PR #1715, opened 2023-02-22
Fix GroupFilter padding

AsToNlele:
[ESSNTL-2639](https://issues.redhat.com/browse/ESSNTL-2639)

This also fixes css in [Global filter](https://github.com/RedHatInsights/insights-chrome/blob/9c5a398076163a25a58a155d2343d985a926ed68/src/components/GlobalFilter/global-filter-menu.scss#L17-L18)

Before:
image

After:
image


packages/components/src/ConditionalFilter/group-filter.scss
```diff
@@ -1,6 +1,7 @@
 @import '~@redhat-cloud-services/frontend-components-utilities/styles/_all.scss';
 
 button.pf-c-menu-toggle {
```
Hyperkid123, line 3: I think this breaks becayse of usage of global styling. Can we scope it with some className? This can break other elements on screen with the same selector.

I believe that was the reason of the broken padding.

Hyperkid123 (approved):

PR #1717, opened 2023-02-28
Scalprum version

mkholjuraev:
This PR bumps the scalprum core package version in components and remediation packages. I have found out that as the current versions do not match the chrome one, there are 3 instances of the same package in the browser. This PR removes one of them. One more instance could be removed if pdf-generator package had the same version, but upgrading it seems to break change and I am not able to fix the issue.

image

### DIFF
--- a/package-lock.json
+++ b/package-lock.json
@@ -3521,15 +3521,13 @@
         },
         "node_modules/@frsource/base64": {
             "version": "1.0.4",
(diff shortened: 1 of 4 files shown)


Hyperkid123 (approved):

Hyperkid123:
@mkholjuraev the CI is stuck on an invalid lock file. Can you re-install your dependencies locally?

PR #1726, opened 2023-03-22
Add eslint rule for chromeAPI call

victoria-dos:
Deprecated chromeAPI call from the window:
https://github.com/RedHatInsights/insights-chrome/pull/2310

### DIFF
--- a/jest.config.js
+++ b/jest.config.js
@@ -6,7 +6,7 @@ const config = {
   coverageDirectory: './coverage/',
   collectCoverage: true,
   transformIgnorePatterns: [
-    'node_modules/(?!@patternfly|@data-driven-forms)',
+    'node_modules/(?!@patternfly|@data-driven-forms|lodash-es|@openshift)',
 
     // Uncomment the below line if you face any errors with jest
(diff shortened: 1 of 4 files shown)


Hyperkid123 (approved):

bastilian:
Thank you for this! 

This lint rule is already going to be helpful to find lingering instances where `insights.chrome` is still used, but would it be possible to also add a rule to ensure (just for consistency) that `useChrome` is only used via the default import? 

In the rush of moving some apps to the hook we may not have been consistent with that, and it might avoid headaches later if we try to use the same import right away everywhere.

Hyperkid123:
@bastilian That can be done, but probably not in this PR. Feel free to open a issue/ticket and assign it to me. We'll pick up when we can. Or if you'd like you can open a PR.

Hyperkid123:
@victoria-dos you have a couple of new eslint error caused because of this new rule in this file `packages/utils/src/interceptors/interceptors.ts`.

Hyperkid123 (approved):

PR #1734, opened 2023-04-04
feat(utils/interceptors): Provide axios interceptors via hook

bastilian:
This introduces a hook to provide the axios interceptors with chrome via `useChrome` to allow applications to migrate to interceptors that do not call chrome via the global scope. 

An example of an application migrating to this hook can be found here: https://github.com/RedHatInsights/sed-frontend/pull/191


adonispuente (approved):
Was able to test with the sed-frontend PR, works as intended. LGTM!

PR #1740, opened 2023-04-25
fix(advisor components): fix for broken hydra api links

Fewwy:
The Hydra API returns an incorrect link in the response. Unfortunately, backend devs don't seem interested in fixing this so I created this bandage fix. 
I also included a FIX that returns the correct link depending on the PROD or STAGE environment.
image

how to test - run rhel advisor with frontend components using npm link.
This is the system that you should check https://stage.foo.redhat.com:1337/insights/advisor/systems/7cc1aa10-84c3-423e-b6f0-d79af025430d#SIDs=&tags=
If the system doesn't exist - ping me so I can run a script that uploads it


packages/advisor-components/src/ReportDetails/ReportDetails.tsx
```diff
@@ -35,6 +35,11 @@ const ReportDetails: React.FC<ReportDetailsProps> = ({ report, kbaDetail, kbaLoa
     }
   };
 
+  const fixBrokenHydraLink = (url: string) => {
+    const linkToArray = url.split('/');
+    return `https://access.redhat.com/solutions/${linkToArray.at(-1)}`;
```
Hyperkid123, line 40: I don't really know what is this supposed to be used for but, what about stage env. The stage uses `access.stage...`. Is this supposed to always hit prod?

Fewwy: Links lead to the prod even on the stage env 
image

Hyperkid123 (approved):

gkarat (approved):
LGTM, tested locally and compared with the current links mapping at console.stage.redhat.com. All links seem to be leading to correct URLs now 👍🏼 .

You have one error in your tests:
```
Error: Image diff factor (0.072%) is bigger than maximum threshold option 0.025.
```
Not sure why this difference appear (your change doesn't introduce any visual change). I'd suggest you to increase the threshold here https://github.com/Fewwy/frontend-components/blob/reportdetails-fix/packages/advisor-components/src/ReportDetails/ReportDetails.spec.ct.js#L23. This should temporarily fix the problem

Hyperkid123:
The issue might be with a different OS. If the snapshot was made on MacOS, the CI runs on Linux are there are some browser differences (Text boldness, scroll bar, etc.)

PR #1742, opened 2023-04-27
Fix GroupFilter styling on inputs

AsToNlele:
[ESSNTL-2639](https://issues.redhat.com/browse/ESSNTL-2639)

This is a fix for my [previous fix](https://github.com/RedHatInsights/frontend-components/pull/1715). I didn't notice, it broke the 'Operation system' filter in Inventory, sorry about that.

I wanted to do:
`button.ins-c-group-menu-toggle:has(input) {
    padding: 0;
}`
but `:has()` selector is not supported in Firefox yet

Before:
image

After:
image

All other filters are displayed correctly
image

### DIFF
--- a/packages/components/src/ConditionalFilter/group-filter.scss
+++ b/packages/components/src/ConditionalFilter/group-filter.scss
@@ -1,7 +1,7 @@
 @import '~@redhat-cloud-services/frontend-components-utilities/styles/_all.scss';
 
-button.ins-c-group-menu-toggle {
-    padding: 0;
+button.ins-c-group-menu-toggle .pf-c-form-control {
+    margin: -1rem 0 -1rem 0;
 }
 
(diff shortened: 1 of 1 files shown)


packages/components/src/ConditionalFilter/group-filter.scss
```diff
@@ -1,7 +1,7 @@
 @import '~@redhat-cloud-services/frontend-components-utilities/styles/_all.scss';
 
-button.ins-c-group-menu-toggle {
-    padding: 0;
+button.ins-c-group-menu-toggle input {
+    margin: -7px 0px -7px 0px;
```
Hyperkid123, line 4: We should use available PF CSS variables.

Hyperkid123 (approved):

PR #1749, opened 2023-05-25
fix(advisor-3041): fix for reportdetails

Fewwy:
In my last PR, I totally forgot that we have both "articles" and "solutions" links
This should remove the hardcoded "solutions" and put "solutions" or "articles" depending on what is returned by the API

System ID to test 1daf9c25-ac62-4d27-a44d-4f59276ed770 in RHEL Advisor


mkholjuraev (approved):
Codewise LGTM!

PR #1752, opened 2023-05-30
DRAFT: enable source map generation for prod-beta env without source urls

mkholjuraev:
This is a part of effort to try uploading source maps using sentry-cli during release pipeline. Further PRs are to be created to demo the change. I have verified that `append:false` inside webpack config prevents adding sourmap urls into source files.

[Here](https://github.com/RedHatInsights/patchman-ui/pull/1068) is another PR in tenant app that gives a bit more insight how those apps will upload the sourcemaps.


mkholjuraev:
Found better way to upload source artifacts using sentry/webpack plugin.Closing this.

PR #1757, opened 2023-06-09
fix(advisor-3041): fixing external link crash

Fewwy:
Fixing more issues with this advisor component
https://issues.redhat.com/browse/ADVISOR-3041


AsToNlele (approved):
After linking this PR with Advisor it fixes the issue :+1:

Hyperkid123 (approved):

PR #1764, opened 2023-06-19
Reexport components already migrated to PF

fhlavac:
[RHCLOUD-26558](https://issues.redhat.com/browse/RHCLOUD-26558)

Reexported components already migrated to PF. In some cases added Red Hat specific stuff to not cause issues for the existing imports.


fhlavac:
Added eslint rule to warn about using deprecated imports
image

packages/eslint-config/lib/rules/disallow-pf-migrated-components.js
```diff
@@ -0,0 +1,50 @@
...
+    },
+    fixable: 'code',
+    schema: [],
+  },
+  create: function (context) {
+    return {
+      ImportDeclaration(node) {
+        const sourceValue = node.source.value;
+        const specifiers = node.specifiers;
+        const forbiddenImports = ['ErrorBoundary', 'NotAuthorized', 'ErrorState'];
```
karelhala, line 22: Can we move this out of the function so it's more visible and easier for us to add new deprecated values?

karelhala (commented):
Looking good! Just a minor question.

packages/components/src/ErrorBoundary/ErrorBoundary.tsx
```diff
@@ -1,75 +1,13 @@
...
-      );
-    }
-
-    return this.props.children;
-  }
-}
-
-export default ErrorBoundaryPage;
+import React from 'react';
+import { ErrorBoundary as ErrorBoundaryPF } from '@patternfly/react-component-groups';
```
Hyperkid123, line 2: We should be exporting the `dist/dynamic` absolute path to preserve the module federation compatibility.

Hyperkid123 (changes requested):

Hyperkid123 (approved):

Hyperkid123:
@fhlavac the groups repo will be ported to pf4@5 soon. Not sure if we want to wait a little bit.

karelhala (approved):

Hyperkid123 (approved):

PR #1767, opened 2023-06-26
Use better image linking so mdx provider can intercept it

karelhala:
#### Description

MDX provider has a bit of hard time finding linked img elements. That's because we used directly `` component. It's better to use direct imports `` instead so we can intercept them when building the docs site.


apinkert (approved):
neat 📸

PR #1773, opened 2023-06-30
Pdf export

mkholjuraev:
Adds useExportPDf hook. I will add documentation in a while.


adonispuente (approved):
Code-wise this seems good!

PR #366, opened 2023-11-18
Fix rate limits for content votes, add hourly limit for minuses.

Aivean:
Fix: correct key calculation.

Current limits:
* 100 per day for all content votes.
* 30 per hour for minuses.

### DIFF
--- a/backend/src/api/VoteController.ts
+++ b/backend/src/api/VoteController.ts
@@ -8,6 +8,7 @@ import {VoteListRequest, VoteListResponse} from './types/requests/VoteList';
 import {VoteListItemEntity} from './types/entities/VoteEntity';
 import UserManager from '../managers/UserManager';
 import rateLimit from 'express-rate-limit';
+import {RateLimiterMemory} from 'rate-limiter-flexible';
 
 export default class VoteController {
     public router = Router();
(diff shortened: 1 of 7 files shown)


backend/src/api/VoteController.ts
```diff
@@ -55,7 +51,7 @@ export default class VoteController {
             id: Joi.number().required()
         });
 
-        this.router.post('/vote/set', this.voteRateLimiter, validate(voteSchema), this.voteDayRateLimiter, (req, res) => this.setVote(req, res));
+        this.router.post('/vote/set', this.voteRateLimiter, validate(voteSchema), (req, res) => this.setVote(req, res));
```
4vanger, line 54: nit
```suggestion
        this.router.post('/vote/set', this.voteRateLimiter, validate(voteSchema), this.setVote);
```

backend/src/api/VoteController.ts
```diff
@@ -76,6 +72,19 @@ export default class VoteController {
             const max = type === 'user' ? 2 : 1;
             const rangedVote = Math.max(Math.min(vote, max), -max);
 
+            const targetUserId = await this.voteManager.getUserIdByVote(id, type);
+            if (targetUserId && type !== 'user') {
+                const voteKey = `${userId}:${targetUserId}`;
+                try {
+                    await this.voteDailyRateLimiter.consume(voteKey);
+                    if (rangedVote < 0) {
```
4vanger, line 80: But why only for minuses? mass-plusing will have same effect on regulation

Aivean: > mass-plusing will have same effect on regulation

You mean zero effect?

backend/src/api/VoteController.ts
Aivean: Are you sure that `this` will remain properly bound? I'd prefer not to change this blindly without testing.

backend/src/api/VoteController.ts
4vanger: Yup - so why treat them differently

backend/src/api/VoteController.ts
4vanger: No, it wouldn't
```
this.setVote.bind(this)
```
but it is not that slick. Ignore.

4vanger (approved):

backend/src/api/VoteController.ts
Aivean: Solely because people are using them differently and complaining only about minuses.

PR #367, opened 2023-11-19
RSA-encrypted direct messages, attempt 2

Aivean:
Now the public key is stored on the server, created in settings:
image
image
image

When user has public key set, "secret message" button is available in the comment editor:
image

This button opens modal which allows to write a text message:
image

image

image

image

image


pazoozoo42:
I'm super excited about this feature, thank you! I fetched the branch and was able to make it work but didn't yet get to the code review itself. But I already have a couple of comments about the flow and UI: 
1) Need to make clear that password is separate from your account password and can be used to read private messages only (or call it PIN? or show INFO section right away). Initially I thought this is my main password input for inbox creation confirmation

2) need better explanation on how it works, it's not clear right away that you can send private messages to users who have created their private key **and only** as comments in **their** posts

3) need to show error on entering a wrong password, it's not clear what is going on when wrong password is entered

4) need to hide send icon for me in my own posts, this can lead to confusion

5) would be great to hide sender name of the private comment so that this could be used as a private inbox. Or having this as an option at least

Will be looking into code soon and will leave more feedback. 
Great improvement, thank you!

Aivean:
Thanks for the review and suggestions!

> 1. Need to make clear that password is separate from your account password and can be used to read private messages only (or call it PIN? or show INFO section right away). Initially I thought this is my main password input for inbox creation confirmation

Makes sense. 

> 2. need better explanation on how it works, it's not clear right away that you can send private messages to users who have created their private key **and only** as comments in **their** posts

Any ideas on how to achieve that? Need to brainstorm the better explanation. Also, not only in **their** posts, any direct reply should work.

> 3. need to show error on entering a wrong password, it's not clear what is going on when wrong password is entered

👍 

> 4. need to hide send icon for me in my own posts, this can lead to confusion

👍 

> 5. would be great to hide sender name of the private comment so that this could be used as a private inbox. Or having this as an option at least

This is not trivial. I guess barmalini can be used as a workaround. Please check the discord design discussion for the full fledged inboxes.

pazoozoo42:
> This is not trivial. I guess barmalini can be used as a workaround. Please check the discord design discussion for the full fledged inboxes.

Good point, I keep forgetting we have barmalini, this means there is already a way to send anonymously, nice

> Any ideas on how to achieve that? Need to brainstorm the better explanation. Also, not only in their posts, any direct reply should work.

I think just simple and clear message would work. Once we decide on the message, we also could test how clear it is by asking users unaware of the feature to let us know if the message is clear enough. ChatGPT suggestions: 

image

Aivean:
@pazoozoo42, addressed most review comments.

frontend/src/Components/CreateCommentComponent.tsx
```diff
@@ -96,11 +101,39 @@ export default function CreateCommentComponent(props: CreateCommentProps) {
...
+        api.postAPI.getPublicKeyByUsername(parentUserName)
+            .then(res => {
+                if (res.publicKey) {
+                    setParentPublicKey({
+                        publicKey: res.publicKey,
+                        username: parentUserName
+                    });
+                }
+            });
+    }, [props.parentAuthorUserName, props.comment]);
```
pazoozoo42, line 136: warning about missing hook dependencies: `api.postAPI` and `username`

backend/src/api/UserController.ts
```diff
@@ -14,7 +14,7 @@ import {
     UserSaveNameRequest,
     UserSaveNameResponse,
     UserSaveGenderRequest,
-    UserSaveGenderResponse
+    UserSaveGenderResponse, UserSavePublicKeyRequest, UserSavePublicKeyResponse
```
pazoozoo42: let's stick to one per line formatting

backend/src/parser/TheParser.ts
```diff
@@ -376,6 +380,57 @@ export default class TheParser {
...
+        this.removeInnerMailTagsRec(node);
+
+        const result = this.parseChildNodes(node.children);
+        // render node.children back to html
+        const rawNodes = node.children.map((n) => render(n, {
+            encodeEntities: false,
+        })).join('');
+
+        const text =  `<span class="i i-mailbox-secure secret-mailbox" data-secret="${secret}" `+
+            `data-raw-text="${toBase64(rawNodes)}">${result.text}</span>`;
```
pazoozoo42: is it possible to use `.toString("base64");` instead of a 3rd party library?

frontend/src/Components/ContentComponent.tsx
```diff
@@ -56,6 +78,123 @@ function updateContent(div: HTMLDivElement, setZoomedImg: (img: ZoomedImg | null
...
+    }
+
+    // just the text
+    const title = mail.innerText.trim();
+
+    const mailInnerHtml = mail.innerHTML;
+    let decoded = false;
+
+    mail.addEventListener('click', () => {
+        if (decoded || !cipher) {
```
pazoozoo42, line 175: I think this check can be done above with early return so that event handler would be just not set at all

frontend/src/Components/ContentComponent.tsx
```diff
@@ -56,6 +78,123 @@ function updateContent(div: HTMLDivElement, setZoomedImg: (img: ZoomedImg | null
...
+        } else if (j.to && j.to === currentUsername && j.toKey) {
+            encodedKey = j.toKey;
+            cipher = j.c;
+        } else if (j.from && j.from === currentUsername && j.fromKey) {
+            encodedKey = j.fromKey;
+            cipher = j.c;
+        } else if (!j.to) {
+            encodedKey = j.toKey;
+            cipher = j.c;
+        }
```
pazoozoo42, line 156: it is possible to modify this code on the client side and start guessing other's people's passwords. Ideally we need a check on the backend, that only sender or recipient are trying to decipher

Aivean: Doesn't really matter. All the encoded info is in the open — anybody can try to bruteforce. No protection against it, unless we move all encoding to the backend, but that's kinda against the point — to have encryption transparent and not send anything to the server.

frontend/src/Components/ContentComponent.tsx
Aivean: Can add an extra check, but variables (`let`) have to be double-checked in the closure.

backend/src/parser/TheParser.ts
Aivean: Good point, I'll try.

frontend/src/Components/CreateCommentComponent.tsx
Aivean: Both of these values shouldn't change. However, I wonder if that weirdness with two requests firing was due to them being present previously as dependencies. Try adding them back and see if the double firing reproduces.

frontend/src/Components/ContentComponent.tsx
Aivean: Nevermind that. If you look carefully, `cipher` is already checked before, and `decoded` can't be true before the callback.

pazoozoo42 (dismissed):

# [Exercise instructions]
Look through the data above for the word "GroupFilter". Report each line where it occurs.

# [Result of this exercise]
Fix GroupFilter padding
Fix GroupFilter styling on inputs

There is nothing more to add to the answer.